A high-throughput proteomic approach provides distinct signatures for thyroid cancer behavior

Abstract

Purpose: Well-differentiated thyroid cancer (WDTC) is the most frequent form of endocrine neoplasia. One of the main challenges in the management of this disease is distinguishing low-risk patients who can be treated by surgical resection of the lesion from those with a high likelihood of recurrence who need a more extensive approach, including total thyroidectomy and radioiodine ablation.

Experimental design: A tissue microarray (TMA) comprising 410 cases of WDTC was constructed with risk estimates for the following features: extrathyroidal extension, lymph node metastases, and vascular invasion. The variables examined were morphologic classification, candidate genetic, and proteomic biomarkers.

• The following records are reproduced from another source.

PR #1012, opened 2025-01-10
test: self delegate after undelegation

0xClandestine:


src/test/integration/tests/Deposit_Delegate_Allocate.t.sol
```diff
@@ -132,6 +132,8 @@ contract Integration_Deposit_Delegate_Allocate is IntegrationCheckUtils {
         IDelegationManagerTypes.Withdrawal[] memory withdrawals = staker.undelegate();
```
ypatil12, line 132: The test name should be updated? Ideally we create a separate test because it's now a different scenario altogether

ypatil12 (commented):
Looks good, one organizational comment

PR #1013, opened 2025-01-10
fix: remove token param from Deposit event and related APIs

bowenli86:
fix: remove token param from Deposit event and related APIs, to remove redundancy and as a fix to the reported bug of token param is incorrectly populated


ypatil12 (approved):
LGTM, needs 1 more approval

8sunyuan:
I'm assuming no impact to EigenStrategy since that can either take a deposit of EIGEN or bEIGEN

8sunyuan (approved):

bowenli86:
> > I'm assuming no impact to EigenStrategy since that can either take a deposit of EIGEN or bEIGEN. If so then lgtm
> 
> We should be good here in terms of mechanics.
> 
> On deposits -> `SM` calls `strategyBase`, no interaction with DM or relevant interfaces removed.
> 
> On withdrawals via shares, we simply add shares back, bEIGEN strategy doesn't care here.
> 
> There are two drawbacks though:
> 
> 1. You cannot answer the question: are people depositing EIGEN or bEIGEN into the eigen strategy
> 2. In a multi-token strat world, we would have re-add the token parameter

chatted w/ Yash

EIGEN<>bEIGEN conversion is better tracked separately b/c there are multiple entry points to convert them (Deposit, Withdraw, or just contract calls), and we can associate transaction ids to the source entry points. We'd either 1/ add Wrapped/Unwrapped events to `Eigen.sol` (tbd w/ jeff) or 2/ use Transfer event in _mint/_burn which tho has too many transfers and is noisy

we don't need to worry about multi-token strat for now

bowenli86:
synced w/ Jeff, we'll add Wrapped/Unwrapped events to Eigen.sol as part of an upcoming ELIP

wadealexc (changes requested):
Needs `make bindings`

and updates to documentation:
* [EPM.addShares](https://github.com/Layr-Labs/eigenlayer-contracts/blob/removetoken/docs/core/EigenPodManager.md#addshares)
* [SM.addShares](https://github.com/Layr-Labs/eigenlayer-contracts/blob/removetoken/docs/core/StrategyManager.md#addshares)

wadealexc (approved):

PR #1016, opened 2025-01-11
fix: storage gaps

0xClandestine:
adds `make update-gaps`


src/contracts/strategies/StrategyFactoryStorage.sol
```diff
@@ -29,5 +29,5 @@ abstract contract StrategyFactoryStorage is IStrategyFactory {
      * variables without shifting down storage in the inheritance chain.
      * See https://docs.openzeppelin.com/contracts/4.x/upgradeable#storage_gaps
      */
-    uint256[48] private __gap;
```
ypatil12, line 32: One thing I noticed is by updating the StrategyFactory 's gap from 48 -> 47, the layout in the storage report won't match what is actually deployed.
For example, the _initialized var will continue to be at slot 51 (instead of at slot 50 like the updated storage report would imply). This seems fine, but might be worth calling out somewhere

ypatil12, line 32: Can we also update the gaps as part of this PR for these two contracts?

ypatil12 (commented):
Looks good, left 2 comments

src/contracts/strategies/StrategyFactoryStorage.sol
0xClandestine: They're up to date.

ypatil12 (approved):
Approving for now, but would would be good to document discrepancy between true layout and that in the storage gap layout

ypatil12 (changes requested):
Given that CI storage checking is failing, let's do a fork test to validate that storage isn't being overwritten with this change?

PR #1020, opened 2025-01-13
feat: add EigenWrapped and EigenUnwrapped events

bowenli86:
to track wrap/unwrap actions

discussed with Jeff, this is technically small and we would want to include it into a bigger Eigen contract cleanup. Just put the PR out first for now


ypatil12:
Needs different target branch

PR #1024, opened 2025-01-13
fix: remove deprecated hardhat configs

bowenli86:
remove hardhat which has long been deprecated and not used in the repo


bowenli86:
> remove hardhat which has long been deprecated and not used in the repo

@0xClandestine thanks, moved to https://github.com/Layr-Labs/eigenlayer-contracts/pull/1090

Results: BRAF (Raf kinase type B) mutant carriers showed increased risk of developing invasion compared with wild-type (WT) cases. However, when classified morphologically, classic papillary thyroid carcinomas (PTC) showed much higher risk estimates for invasive features compared with follicular variant PTCs (FVPTC); within these morphologic subgroups, BRAF mutational status did not provide independent risk estimates. Staining intensities for membranous galectin-3 (Gal3), HBME-1, and CK19 and nuclear Gal3 were statistically validated as markers of aggressive behavior. Estrogen receptor beta (ERβ) was overexpressed in lesions with invasive behavior. The utility of these biomarkers remained statistically significant in the FVPTC. In contrast, a different set of biomarkers proved effective in classic PTC where upregulation of cyclin D1, loss of p27, and overexpression of ERβ were associated with invasive behavior.

Conclusion: Different proteomic signatures validate the distinction of classic and FVPTC and provide a practical clinical mechanism to predict the thyroid cancer behavior and stratify patients for clinical management.